Collected data entries

· · · · · · ·

PR #88, opened 2024-01-22
Update pypi publish

TheByronHimes:
The line `PKG_VER="$(grep -oP 'version = "\K[^"]+' pyproject.toml)"` was became broken when we added the tooling config to pyproject.toml because the regex then matched on `target-version = "py39"` (for ruff) as well as `minversion = "7.1"` (for pytest).

To fix this, I've added `^` before `version` so it will only match the desired line.

### DIFF
--- a/.github/workflows/pypi_publish.yaml
+++ b/.github/workflows/pypi_publish.yaml
@@ -18,17 +18,8 @@ jobs:
 
       - name: Ensure package version and tag are equal
         run: |
-          if [ -f "setup.py" ]
-          then
-            PKG_VER="$(python setup.py --version)"
-          elif [ -f "pyproject.toml" ]
-          then
-            version=$(python3 -c "import tomli; print(tomli.load(open('pyproject.toml', 'rb'))['project']['version'])")
-            PKG_VER=$version
-          else
-            echo "Neither setup.py nor pyproject.toml were found." >&2; exit 1
-          fi
 
+          PKG_VER="$(grep -oP '^version = "\K[^"]+' pyproject.toml)"
           TAG_VER="${GITHUB_REF##*/}"
 
           echo "Package version is $PKG_VER" >&2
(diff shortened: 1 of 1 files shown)


.github/workflows/pypi_publish.yaml
```diff
@@ -56,7 +70,7 @@ jobs:
           pip install
           -r requirements-dev.txt
 
-      - name: Run pytest on freshly installed package
+      - name: Run pytest on freshly install package
```
mephenor, line 73: Just nitpicking, but this should stay `installed`, right?

.github/workflows/pypi_publish.yaml
```diff
@@ -16,10 +16,24 @@ jobs:
...
+        shell: bash
         run: |
-          PKG_VER="$(grep -oP 'version = "\K[^"]+' pyproject.toml)"
-          TAG_VER="${GITHUB_REF##*/}"
+          if [ -f "setup.py" ]
+          then
+            PKG_VER="$(python setup.py --version)"
+          elif [ -f "pyproject.toml" ]
+          then
+            version=$(python3.11 -c "import tomllib; print(tomllib.load(open('pyproject.toml', 'rb'))['project']['version'])")
```
mephenor, line 28:
```suggestion
            version=$(python3 -c "import tomli; print(tomli.load(open('pyproject.toml', 'rb'))['project']['version'])")
```
We set up python with version 3.9 above, no need to hardcode a version number here.
Which also means, we don't have tomllib available, as that's only part of the stdlib from 3.11 onward.
Alternatively, you  could install tomli, as that's what we use in e.g. the `update_pyproject` script

mephenor (changes requested):
The pyproject part should be handled differently if we don't want to explicitly rely on python 3.11.

Not sure about the inputs, someone else might need  to chime in on those.

mephenor (approved):
Looks good now.
Could you also integrate the change into the template respository?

· · · · · · ·

**Task brief**:
Gather all lines from the records above in which "else" appears.

**Answer below**:
-          else
Not sure about the inputs, someone else might need  to chime in on those.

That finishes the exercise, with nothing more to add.